Kenton and I chipped in to buy Nick a Smokey Amplifier to plug is harp mike into. Smokey is a tiny amp built into an actual empty cigarette pack. This is probably the best deployment of recycling I have ever seen. It's a great practice amp. You can use it as a pre-amp, too, to drive your main amp for some furious distortion. Nick is not a technology fan. But he did agree that it gave his harmonica a great sound for practicing. I first saw the harmonical teacher at Skip's using one.
"What did Nick give you?" Kenton a asked on the way to the Mojo Dojo Rehearsal Space and Hair Care Products Storage Facility. "Did he give you a copy of his book?"
Nick had published his lyrics and personal poetry for his family and friends on the occasion of his 50th birthday.
"He'd already given me one so we could turn more of his lyrics into songs," I said. "But he did give me a copy of that book about all the rock stars who lived in Laurel Canyon."
"I got that too," Kenton said. "Guess what I gave him? A pillow!"
"Why in the world did you give him a pillow?"
"Have you ever seen Nick's pillows?"
I had to admit that I had not.
"Well, they're totally decrepit," Kenton said.
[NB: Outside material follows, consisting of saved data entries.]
PR #1897, opened 2022-05-04
Notification operations test hooks

stishkin:


chkeita (approved):

src/ApiService/ApiService/TestHooks/NotificationOperationsTestHooks.cs
```diff
@@ -0,0 +1,82 @@
...
+        private readonly INotificationOperations _notificationOps;
+
+        public NotificationOperationsTestHooks(ILogTracer log, IConfigOperations configOps, INotificationOperations notificationOps) {
+            _log = log.WithTag("TestHooks", nameof(NotificationOperationsTestHooks));
+            _configOps = configOps; ;
+            _notificationOps = notificationOps;
+        }
+
+        [Function("NewFilesTestHook")]
+        public async Task<HttpResponseData> NewFiles([HttpTrigger(AuthorizationLevel.Anonymous, "put", Route = "testhooks/notificationOperations/newFiles")] HttpRequestData req) {
```
tevoinea, line 25: This might be too meta but do you think it's worthwhile to use a source generator to auto create these?

tevoinea (approved):

src/ApiService/ApiService/TestHooks/NotificationOperationsTestHooks.cs
stishkin: you are right, i was thinking of dealing with that later. 

I was thinking of doing Azure API management and then work from there at some point. 

At this point I'm willing to type things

Kenton is a bit obsessive compulsive about such matters. "So I got him this really cool pillow."
I have to admit I would never buy a man a pillow. It's too intimate, like presenting him with package of briefs. Especially if it's a gift that's going to be opened at a large gathering. Too many questions are raised. How do you even notice the condition of another man's pillows? But that is Kenton. He sees a crying need and he responds, just like Jesus would.
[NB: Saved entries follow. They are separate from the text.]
PR #1905, opened 2022-05-06
Set the table value to null when a property is null

### LINKED ISSUE #1901: [C#] ORM serializes not-set fields instead of ignoring them - which breaks currently running Python function
call
```
 onefuzz info get
```
and it succeeds.

Get latest Instance Config table entry JSON object, and  call "Save" on Instance Config operations in C# code with the object from above, it will serialize the full record to the table. Adding fields that were not present there before.

Thus if "network_config" was not present - it will add "network_config" as null. 
call 
```
:/# onefuzz info get
ERROR:cli:command failed: request did not succeed: HTTP 500 -*
```

chkeita:
fixes #1901

### DIFF
--- a/src/ApiService/ApiService/onefuzzlib/orm/EntityConverter.cs
+++ b/src/ApiService/ApiService/onefuzzlib/orm/EntityConverter.cs
@@ -156,16 +156,20 @@ public class EntityConverter {
         if (type is null) {
             throw new NullReferenceException();
         }
-        var tableEntity = new TableEntity();
+
         var entityInfo = GetEntityInfo<T>();
-        foreach (var prop in entityInfo.properties.SelectMany(x => x)) {
-            //var prop = kvp.First();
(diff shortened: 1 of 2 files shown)


src/ApiService/ApiService/onefuzzlib/orm/EntityConverter.cs
```diff
@@ -156,16 +156,20 @@ public class EntityConverter {
...
             throw new NullReferenceException();
         }
-        var tableEntity = new TableEntity();
+
         var entityInfo = GetEntityInfo<T>();
-        foreach (var prop in entityInfo.properties.SelectMany(x => x)) {
-            //var prop = kvp.First();
+        Dictionary<string, object?> columnValues = entityInfo.properties.SelectMany(x => x).Select(prop => {
             var value = entityInfo.type.GetProperty(prop.name)?.GetValue(typedEntity);
+            if (value == null) {
```
chkeita, line 163: this is the actual fix. The null value was converted to the string "null" before this change

stishkin (approved):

I keep forgetting to bring Kenton's present to him.
Practice - Or Else Suffer My Wrath!
Nick and Kenton got into a mild dispute. Nick double booked himself yesterday afternoon and wanted to leave practice early. Kenton forbade it. He was hosting some kind of social event.
"I don't know if you know this, but we have a gig in two day, a new bass player and we haven't practiced in more than a week," Kenton. I had to agree on this one. Nick stayed an exta hour.
We ran down the set for New Year's. It's not necessary to play every song all the way through. You want to focus on beginnings, endings and trouble spots. We still don't play our arrangement of "One Way Out" correctly. The song's slightly more eleaborte structure conflicts with our sloppy, good-time style. How we can play this every time we get together and still not do it even close to perfectly is beyond me. The question is, are we "Crazy Horse" bad, in which sloppy is part of the style, or are we Andy Warhol bad? I'm referring to Warhol's great quote: "It's so bad, it's not good."